PR #163, opened 2016-08-17
add dist for Jupyter notebook 5.1.0 w/ Spark 2.0.0

boegel:
tested with https://github.com/apache/spark/blob/master/examples/src/main/python/pi.py, seems to work fine

### DIFF
--- a/hod/__init__.py
+++ b/hod/__init__.py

## What is required:
The answer consists of every entry, returned exactly.

## Solved exercise:
PR #163, opened 2016-08-17
add dist for Jupyter notebook 5.1.0 w/ Spark 2.0.0

boegel:
tested with https://github.com/apache/spark/blob/master/examples/src/main/python/pi.py, seems to work fine

### DIFF
--- a/hod/__init__.py
+++ b/hod/__init__.py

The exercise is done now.